I have found a proof of it in the Stacks project, but the definition of a Serre subcategory given there is different from the one I know, so that I cannot apply the same proof.
Let $\mathcal{A}$ be an abelian category and $\mathcal{B}$ a (nonempty) full subcategory of $\mathcal{A}$. As Max pointed out, it suffices to show that the following are equivalent:
i) for any exact sequence of the type
$$ 0\to M\to M'\to M''\to 0$$
$M'$ is in $\mathcal{B}$ if and only if $M$ and $M''$ are in $\mathcal{B}$.
ii) for any exact sequence of the type
$$M\to M'\to M''$$
with $M$ and $M''$ in $\mathcal{B}$, then also $M'$ is in $\mathcal{B}$.

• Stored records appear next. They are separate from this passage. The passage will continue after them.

PR #20685, opened 2025-09-18
Add multiple generate for enum generate is, as, try_into

### LINKED ISSUE #11227: Assist proposals: generate .(as|is)_variant() for all variants
Would be a continuation of #7604 (and maybe other issues that I could not find).

It would add the possibility to implement the method for all variants at once. It would be made available here (at `$0`):

```
enum My$0Enum {
    FirstVariant,
    OtherVariant,
}
```

because it would be enum-wise, implementing the method for each relevant enum (no as_ if  no data inside) when not implemented yet. Actually, do as if the assist were used manually on each variant, if applicable.

Also, because authors will not know about this feature, and as a suggestion in general, it could be nice to make the assist available where the current assist (for a one-variant generation) is available.

So two assists would be added:

* Generate `is_` methods for all variants
* Generate `as_` methods for all relevant variants

Each assist would be implemented in the same file as the one-variant-wise ones, re-using most of their implementations.

A4-Tacks:
Close #11227

Examples
---
```rust
enum Variant {
    Undefined,
    $0Minor,
    M$0ajor,
}
```
->
```rust
enum Variant {
    Undefined,
    Minor,
    Major,
}

impl Variant {
    /// Returns `true` if the variant is [`Minor`].
    ///
    /// [`Minor`]: Variant::Minor
    #[must_use]
    fn is_minor(&self) -> bool {
        matches!(self, Self::Minor)
    }

    /// Returns `true` if the variant is [`Major`].
    ///
    /// [`Major`]: Variant::Major
    #[must_use]
    fn is_major(&self) -> bool {
        matches!(self, Self::Major)
    }
}
```

---

```rust
enum Value {
    Unit(()),
    $0Number(i32),
    Text(String)$0,
}
```
->
```rust
enum Value {
    Unit(()),
    Number(i32),
    Text(String),
}

impl Value {
    fn try_into_number(self) -> Result<i32, Self> {
        if let Self::Number(v) = self {
            Ok(v)
        } else {
            Err(self)
        }
    }

    fn try_into_text(self) -> Result<String, Self> {
        if let Self::Text(v) = self {
            Ok(v)
        } else {
            Err(self)
        }
    }
}
```

---

```rust
enum Value {
    Unit(()),
    $0Number(i32),
    Text(String)$0,
}
```
->
```rust
enum Value {
    Unit(()),
    Number(i32),
    Text(String),
}

impl Value {
    fn as_number(&self) -> Option<&i32> {
        if let Self::Number(v) = self {
            Some(v)
        } else {
            None
        }
    }

    fn as_text(&self) -> Option<&String> {
        if let Self::Text(v) = self {
            Some(v)
        } else {
            None
        }
    }
}
```

### DIFF
--- a/crates/ide-assists/src/handlers/generate_enum_is_method.rs
+++ b/crates/ide-assists/src/handlers/generate_enum_is_method.rs
@@ -1,10 +1,10 @@
-use std::slice;
-
 use ide_db::assists::GroupLabel;
+use itertools::Itertools;
 use stdx::to_lower_snake_case;
 use syntax::ast::HasVisibility;
 use syntax::ast::{self, AstNode, HasName};
 
+use crate::utils;
 use crate::{
     AssistContext, AssistId, Assists,
     utils::{add_method_to_adt, find_struct_impl},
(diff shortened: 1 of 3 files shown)


ShoyuVanilla (approved):
Looks good to me 👍

PR #20686, opened 2025-09-18
Fix selected applicable generate_default_from_enum_variant

A4-Tacks:


crates/ide-assists/src/handlers/generate_default_from_enum_variant.rs
```diff
@@ -114,6 +117,21 @@ impl Default for Variant {
...
 
+    #[test]
+    fn test_generate_default_not_applicable_with_non_empty_selection() {
+        check_assist_not_applicable(
+            generate_default_from_enum_variant,
+            r#"
+//- minicore: default
+enum Variant {
+    Undefined,
+    $0Minor$0,
```
ShoyuVanilla, line 128: I think we still should be able to generate default for this variant when we have selection over this. Is there some reason that we should refute non-empty selections?

ShoyuVanilla (approved):
Thanks!

PR #20687, opened 2025-09-18
Add ide-assist: merge_nested_else_if

A4-Tacks:
This transforms `if x {} else { if y {} }` into `if x {} else if y {}`,
This assist can only be applied with the cursor on `else`.

Example
---
```rust
fn main() {
    if x == 3 {
        true
    } $0else {
        if x == 2 {
            false
        } else {
            true
        }
    }
}
```
->
```rust
fn main() {
    if x == 3 {
        true
    } else if x == 2 {
        false
    } else {
        true
    }
}
```


Veykril:
This I think is also better served as an on-typing handler maybe, where deletion of the brace should balance out the other one.

PR #20689, opened 2025-09-18
fix: Make flycheck clearing dependency-aware

ShoyuVanilla:
Fixes https://github.com/rust-lang/rust-analyzer/issues/20651

### DIFF
--- a/crates/project-model/src/build_dependencies.rs
+++ b/crates/project-model/src/build_dependencies.rs
@@ -9,7 +9,7 @@
 use std::{cell::RefCell, io, mem, process::Command};
 
 use base_db::Env;
-use cargo_metadata::{Message, camino::Utf8Path};
+use cargo_metadata::{Message, PackageId, camino::Utf8Path};
 use cfg::CfgAtom;
 use itertools::Itertools;
 use la_arena::ArenaMap;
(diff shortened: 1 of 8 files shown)


ShoyuVanilla:
> How large are `PackageId`s? Do they need to be wrapped in an `Arc`?

TBH, I don't think it's that large to be necessarily wrapped in `Arc`s in general, but might be arbitrily large in rare cases if nested in a long filesystem path, as it looks like `"file:///absolute/path/to/my-package#0.1.0"`.
I saw some places in our codebase that wrapping `PackageId` in `Arc`, so just followed it. If you thing `Arc` is redundant, I'm not opposing to removing them.

davidbarsky:
> > How large are `PackageId`s? Do they need to be wrapped in an `Arc`?
> 
> TBH, I don't think it's that large to be necessarily wrapped in `Arc`s in general, but might be arbitrily large in rare cases if nested in a long filesystem path, as it looks like `"file:///absolute/path/to/my-package#0.1.0"`. I saw some places in our codebase that wrapping `PackageId` in `Arc`, so just followed it. If you thing `Arc` is redundant, I'm not opposing to removing them.

Ah, gotcha. Yeah, I guess they’re fine as-is, I just wasn’t sure if they were strings or u32s from the code review alone. This looks good to me!

PR #20695, opened 2025-09-18
minor: Fix one more thing in `in-rust-tree`

ShoyuVanilla:
I guess this is the last thing for the errors like `Foo and Foo have similar names, but are actually distinct types` 🙃 

We might need CI that runs cargo check with `in-rust-tree` feature and check whether we are using `ra_ap_*` things

### DIFF
--- a/crates/hir-ty/src/next_solver/inspect.rs
+++ b/crates/hir-ty/src/next_solver/inspect.rs
@@ -1,4 +1,4 @@
-pub use ra_ap_rustc_next_trait_solver::solve::inspect::*;
+pub use rustc_next_trait_solver::solve::inspect::*;
 
 use rustc_ast_ir::try_visit;
 use rustc_next_trait_solver::{


lnicola (approved):

ShoyuVanilla:
BTW we have several other errors beside this that complaining we are missing a field in a constructor of a type in `rustc_type_ir`

lnicola:
How can that be? Don't tell me `WithCachedTypeInfo` changed in the past hour or so.

lnicola:
Oh, it's gated by `#[cfg(feature = "nightly")]`. We could probably use `Fingerprint::ZERO`, but we can't refer to it.

ShoyuVanilla:
> Oh, it's gated by `#[cfg(feature = "nightly")]`. We could probably use `Fingerprint::ZERO`, but we can't refer to it.

Oh, we're in a tight spot

lnicola:
Nah, it's fine, thanks to your awesome `extern crate rustc_data_structures as ena` hack :sweat_smile:.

The implication ii) $\Rightarrow$ i) is clear. To prove that i) $\Rightarrow$ ii), we have to take an exact sequence of the form $M\xrightarrow{f} M'\xrightarrow{g} M''$, with $M, M'' \in \mathcal{B}$, and show that $M'$ is in $\mathcal{B}$, too. Consider the short exact sequence
$$0\to \ker g \to M' \to \text{im}\ g\to 0$$
and notice that
$\ker g\in \mathcal{B}$, by applying i) to the s.e.s. $0 \to \ker f \to M \to \text{im}\ f \to 0$ and using the isomorphism $\text{im}\ f \cong \ker g$,
$\text{im}\ g \in \mathcal{B}$, with the same argument for the s.e.s. $0\to \text{im}\ g = \ker \text{coker}\ g\to M'' \to \text{im}(\text{coker}\ g)\to 0$,
therefore by i) we have $M'\in\mathcal{B}$.